**Your task:**
Please copy every line from the following entries in which the word "gfortran" appears.

Stored items:
════════════════════
PR #202, opened 2016-03-31
DO NOTE MERGE - tweak g95 configuration to work for CIAO's OSXM builds

olaurino:
# Description

This change allows to tweak the g95 compiler options so that Sherpa can be built in CIAO with `g95` i.s.o. `gfortran`.

For now this is a test. I don't like the way paths and library names are hard coded. If the test works I'll try and rework the PR so that the options can be configured from the command line or by tweaking the `setup.cfg` file.

This seems also related to #5, as options could be provided to support compilers other than `gfortran`.

### DIFF
--- a/setup.py
+++ b/setup.py
@@ -45,6 +45,9 @@ except:
         "Could not import setuptools.\n"
         "This might lead to an incomplete installation\n"
     )
+
+import platform
+
 from numpy.distutils.core import setup
 
 from helpers.extensions import static_ext_modules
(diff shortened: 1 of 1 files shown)


DougBurke:
This change, as is, is not going to be applied to the repository. It is being kept as a reminder that we need to:

1. document this approach (for current users), e.g. perhaps as part of #5 

2. determine whether there is a need to make this easier, perhaps by adding command-line flags or settings in the `cfg` file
════════════════════
**Reply:**
This change allows to tweak the g95 compiler options so that Sherpa can be built in CIAO with `g95` i.s.o. `gfortran`.
This seems also related to #5, as options could be provided to support compilers other than `gfortran`.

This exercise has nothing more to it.